For running the computations, I have some main python script to iterate through a set of parameters to be modified in the input. This script creates the files in a loop, then connects through ssh to one of the computing nodes on the cluster, runs the computations, exctracts the output, and goes to the next parameter to create the next input etc. Several nodes are available for me, so let’s say I want to run 120 inputs, then I would run the same script slightly modified by changing the name of the node to which I want to connect and by including a conditional (if i=>20 and i<40:
). Then, I would run the script 6 times for 6 different nodes and conditions (0-20, 20-40, 40-60, you get it), and since other people may use the nodes as well, the progress of my computations varies from node to node. If the cluster shuts down or reboots, it is not the most pleasant thing to ‘ls’ the folder where the inputs, outputs and run tape files are stored and try to see which inputs were created and which weren’t.
Actual task
So I would see after ‘ls’ a bunch of file names, usually not well ordered, like this:
m5O0 m5O102 m5O105r m5O109o m5O112 m5O115r m5O14r m5O18o m5O21 m5O24r m5O28o m5O31 m5O34r m5O38o m5O4o m5O60r m5O64o m5O68 m5O70r m5O82o m5O86 m5O89r m5O92o m5O9o…
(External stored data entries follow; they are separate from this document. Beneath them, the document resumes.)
PR #4259, opened 2023-07-17
test: add some basic tests to the new slack app

nunogois:
https://linear.app/unleash/issue/2-1244/write-some-tests-for-the-new-slack-app-addon

Pretty self-explanatory. These are based on the tests we have for the other addons.

If you're reading this and have any suggestions of tests we could add at this stage, please let me know.
Thanks!

### DIFF
--- a/src/lib/addons/__snapshots__/slack-app.test.ts.snap
+++ b/src/lib/addons/__snapshots__/slack-app.test.ts.snap
@@ -1,0 +1,127 @@
+// Jest Snapshot v1, https://goo.gl/fbAQLP
+
+exports[`Should call Slack API 1`] = `
+{
+  "attachments": [
+    {
+      "actions": [
+        {
+          "name": "featureToggle",
+          "style": "primary",
+          "text": "Open in Unleash",
+          "type": "button",
+          "url": "http://some-url.com/projects/default/features/some-toggle",
+          "value": "featureToggle",
+        },
+      ],
+    },
+  ],
+  "channel": 1,
+  "text": "some@user.com created feature toggle <http://some-url.com/projects/default/features/some-toggle|some-toggle> in project *default*",
+}
+`;
+
+exports[`Should call Slack API for archived toggle 1`] = `
+{
+  "attachments": [
+    {
+      "actions": [
+        {
+          "name": "featureToggle",
+          "style": "primary",
+          "text": "Open in Unleash",
+          "type": "button",
+          "url": "http://some-url.com/projects/default/archive",
+          "value": "featureToggle",
+        },
+      ],
+    },
+  ],
+  "channel": 1,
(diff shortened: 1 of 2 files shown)


src/lib/addons/slack-app.test.ts
```diff
@@ -0,0 +1,173 @@
...
+            name: 'some-toggle',
+        },
+        tags: [{ type: 'slack', value: 'general' }],
+    };
+
+    await addon.handleEvent(event, { accessToken });
+    expect(slackApiCalls.length).toBe(1);
+    expect(slackApiCalls[0].channel).toBe(1);
+    expect(slackApiCalls[0]).toMatchSnapshot();
+});
```
gastonfournier, line 93: This is probably not needed, AFAIK the logic to deliver an event to an addon is elsewhere. SlackAppAddon doesn't have any rejection logic. Doesn't hurt to have more tests though, but just mentioning it :D

src/lib/addons/slack-app.test.ts
```diff
@@ -0,0 +1,173 @@
...
```
gastonfournier, line 117: Ok, similar comment, unless there's something about the mapping that you're covering here

src/lib/addons/__snapshots__/slack-app.test.ts.snap
```diff
@@ -0,0 +1,127 @@
...
+          "text": "Open in Unleash",
+          "type": "button",
+          "url": "http://some-url.com/projects/default/features/some-toggle",
+          "value": "featureToggle",
+        },
+      ],
+    },
+  ],
+  "channel": 2,
+  "text": "some@user.com *disabled* <http://some-url.com/projects/default/features/some-toggle|some-toggle> in *undefined* environment in project *default*",
```
gastonfournier, line 83: Maybe add environment to one of the tests ;)

gastonfournier (approved):
This looks good, just some comments but more tests don't hurt (well, until they do, because your build slows down :sweat_smile:)

src/lib/addons/slack-app.test.ts
nunogois: Yep, but to be fair these tests are there in the old slack addon. I guess they are there simply for the extra snapshots. I can remove these for now.

nunogois: Addressed in https://github.com/Unleash/unleash/pull/4259/commits/34f9b6c4f26d8c885bfc177e4a4ab3d67b5cac42

src/lib/addons/__snapshots__/slack-app.test.ts.snap
nunogois: Addressed in https://github.com/Unleash/unleash/pull/4259/commits/34f9b6c4f26d8c885bfc177e4a4ab3d67b5cac42

gastonfournier (approved):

From which I should spot whether m5O37, m5O37o and m5O37r are also there.
Of course I could set the options of ‘ls’ neatly, but who keeps in mind those options? Not me:) And still, my eyes would be filled with tears looking through the list…
Honestly, I have done this two times, and I am not proud of myself. But today I got fed up, so I decided to take that few minutes to write a neat script, and save the tears in case there will be some reboots in future. And actually, this few lines of code demonstrates so nicely why I like to work with python.
import os
import re
path=os.getcwd()
os.chdir(path+'/mcnpf5_files/Orig')
files=os.listdir()
indices=[]
for file in files:
index=int(re.findall(r'\d+', file)[1])
if index not in indices:
indices.append(index)
missing=[i for i in range(120) if i not in indices]
print(missing)
(Note: for the given task actually there were some extra checks needed: check whether for a given index all the three files - ie. input, output, runtape - were created, and if yes check whether the output was actually fully completed, nevertheless I skipped that part here.)
Explanation
There is not much to explain here. Because the code explains itself. Maybe I would only highlight the line
index=int(re.findall(r'\d+', file)[1])
So again file can be for example ‘m5O115o’, the regexp will find all the numbers in the string, and gives back [‘5’,’115’], out of which I need the second element (since the first element ‘5’ is irrelevant), what I want to convert into an integer.